Swashbuckling Accountant
That was one hell of a feint by Attila, the sheer devastation he caused undid much good that came from Stilicho's survival. Roman usurpers continue the tradition of mind numbing idiocy in the face of adversity, enabling the sack of Rome that Stilicho and his descendants were keeping back. The spring campaign will be devastating, but I doubt anything can be as cataclysmic as 450 was (not a challenge!!!).

Honorious II will have a really uphill struggle, everyone who was waiting for a chance will take this opportunity to carve their own domain from the Roman empire, Aetius and Majorian will have their hands full.
 

ATP

Well-known member
Now,WRE need miracle to survive.Or smart Vandal,Visigoth,Frank and other allies.If even on of those kings support Attilla,WRE is ended.
P.S Alamanni betrayed Hunns - so they must fight them now.And,since ERE defeated Hunns 1.may,they should made it holiday.With red flags to remember blood of killed hunns !
 

stevep

Well-known member
Bible alone do not work - like protestant 20.000 or more sects show.You must have one doctrine to build state on it
i belive,that Jesus EXIST and created HIS CHURCH,which mean catholic doctrine.If you ask why,read cardinal Newman book,he is better then me.

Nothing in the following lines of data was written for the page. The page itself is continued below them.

PR #2394, opened 2025-05-03
Move IsTyped2718 to alloy

18aaddy:
## Motivation
Resolves reth issue: https://github.com/paradigmxyz/reth/issues/16026

## PR Checklist

- [ ] Added Tests
- [ ] Added Documentation
- [ ] Breaking changes

### DIFF
--- a/crates/consensus/src/transaction/eip1559.rs
+++ b/crates/consensus/src/transaction/eip1559.rs
@@ -1,5 +1,5 @@
 use crate::{SignableTransaction, Transaction, TxType};
-use alloy_eips::{eip2930::AccessList, eip7702::SignedAuthorization, Typed2718};
+use alloy_eips::{eip2718::IsTyped2718, eip2930::AccessList, eip7702::SignedAuthorization, Typed2718};
 use alloy_primitives::{Bytes, ChainId, Signature, TxKind, B256, U256};
 use alloy_rlp::{BufMut, Decodable, Encodable};
 use core::mem;
@@ -288,6 +288,12 @@ impl Encodable for TxEip1559 {
 impl Decodable for TxEip1559 {
     fn decode(buf: &mut &[u8]) -> alloy_rlp::Result<Self> {
         Self::rlp_decode(buf)
+    }
+}
+
+impl IsTyped2718 for TxEip1559 {
+    fn is_type(type_id: u8) -> bool {
+        matches!(type_id, 0x00)
     }
 }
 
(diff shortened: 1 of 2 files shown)


crates/eips/src/eip2718.rs
```diff
@@ -403,3 +403,9 @@ impl<L: Typed2718, R: Typed2718> Typed2718 for either::Either<L, R> {
         }
     }
 }
+
+/// Trait for checking if a transaction envelope supports a given EIP-2718 type ID.
```
mattsse, line 407:
```suggestion
/// Trait for checking if a type supports a given EIP-2718 type ID.
```

crates/consensus/src/transaction/eip1559.rs
```diff
@@ -291,6 +291,12 @@ impl Decodable for TxEip1559 {
     }
 }
 
+impl IsTyped2718 for TxEip1559 {
+    fn is_type(type_id: u8) -> bool {
+        matches!(type_id, 0x00)
+    }
+}
```
mattsse, line 298: the need this impl but this should use the correct type id, see:

https://github.com/alloy-rs/alloy/blob/93d1c98cc841720b5fcb4c577d6881cb51275afe/crates/eips/src/eip2718.rs#L18-L28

But even if Jesus do not create church,state still need one religion to exist for more then few generations.Becouse you need religion to say what is moral - otherwise you could not prosecute cryminals,and without that you have anarchy,not state.

Have to disagree, on moral reasons apart from logical ones but I think we're rather hi-jacking the thread.
 

stevep

Well-known member
Gods that was bad. Large areas of the western empire, including some of its richest territories have been really ravaged and a lot of its military has been destroyed, while another emperor has died leaving a youth as his heir. The violent sack of Rome will also raise questions about the status and survival of the empire as a whole and its identity.

On the plus side with Theodosius removed the eastern empire has clearer leadership, although Anthemius still has to keep an eye on Aspar and other possible usurpers so he's taking a hell of a risk bringing so much of his army west, even if he's right that the Sassanid's won't do anything. Its about the only real hope for the two emperors to stand against Attila and his madness. Of course the other issue, depending on how things go is what price Anthemius might charge for his vital aid.

The sack of Rome might have some positive elements as the city has been a significant economic drain on the empire for a long while and its possible, if Attilia can be defeated quickly, a lot of the survivors might be rescued and possibly be resettled in some of the recovered lands. If not I can see a lot being settled by Germanic and other 'allies' and I suspect the Franks are going to gain a lot of territory in Gaul in return for their aid.

Hopefully our guys can turn it around but its going to take some time for the western empire to recover and it might not have that even with a friendlier eastern emperor and Attila hopefully soon departed. If nothing else the chaos of the fall of the Hunnic empire - assuming that happens - after so much devastation is likely to see a lot of people on the move and both empires have suffered enough devastation that they will have underpopulated lands that could look tempting.
 

Circle of Willis

Well-known member
Good points re: the silver lining to the cataclysms in this update. Anthemius has barely begun his reign and is already ahead of the long-ruling yet ineffectual Theodosius II just by virtue of being an experienced war leader (Theodosius meanwhile has never once taken to the battlefield) and his own man (as opposed to his predecessor who kept being pushed around between various court cliques), so if he can survive the inevitable intrigues of Aspar & other ambitious figures, the East will at least be likely to do better in its own wars & also be considerably more helpful to the West than it had been in the past few decades.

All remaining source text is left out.